We struggle to reconcile our data with that of Caceres et al (2011). Nos is a complex gene with many isoforms. Thus, some of the conflicting results may arise due to isoform-specific functions of Nos as well as the potential for different Nos alleles, RNAi lines, and antibodies to deplete the function of, or to detect, a subset of Nos isoforms. For example, Caceres et al (2011) used Western analysis to identify a 100kDa prothoracic-gland specific isoform of Nos, but using our antibody we failed to detect NOS protein expression reproducibly in the prothoracic gland. NOS also regulates the hypoxic and anoxic response in Drosophila (Dijkers and O’Farrell, 2009) and may be involved in adaptive organismal responses to other environmental conditions. Thus, differences in the conditions used to rear Drosophila between labs may underlie the contrasting results. Clearly, additional work is required to clarify the presently muddy picture of Nos function in flies, but our study does underline a conserved role for Nos in regulating animal behavior, specifically in dampening hyper-active or aggressive behavior.

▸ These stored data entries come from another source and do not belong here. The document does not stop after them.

Issue #504, opened 2026-06-10
[infra] Apply AR-504 / terraform-apply bounded retries to deploy.yml (prod parity with #498)


brownm09:
## Problem

The #498 diagnosis (see staging.yml fix) established that the real driver of staging CI flakiness
is **transient Artifact Registry 504s on image layer-blob push** and **Terraform apply
transients** — not Cloud SQL connectivity. The staging fix wrapped those steps in bounded
retries (`Wandalen/wretry.action` on the two `docker/build-push-action` steps; a shell retry loop
on `terraform apply`).

`deploy.yml` (the push-to-`main` prod + staging promote pipeline) has the **same**
`docker/build-push-action` image build/push steps and the same `terraform apply` step, so it is
exposed to the identical transient failure classes — but did not receive the retry treatment in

Fd59a, the Drosophila FoxD ortholog, is expressed in Hb9+ and octopaminergic neurons

Fd59a was one of the few transcription factors that showed increased expression in response to Hb9 and Nkx6 overexpression. fd59A encodes a forkhead-box (FOX) domain-containing transcription factor (Lee and Frasch, 2004). Reciprocal best-Blast analysis between the Drosophila and mouse proteomes identified FOX-D3/4 as the mouse proteins with the greatest sequence similarity to Drosophila Fd59a (Fig. 6A). The closest paralog of fd59a in the Drosophila genome is crocodile, a FOX-C gene family member. Thus, the Drosophila genome encodes a single FOX-D family protein, Fd59a.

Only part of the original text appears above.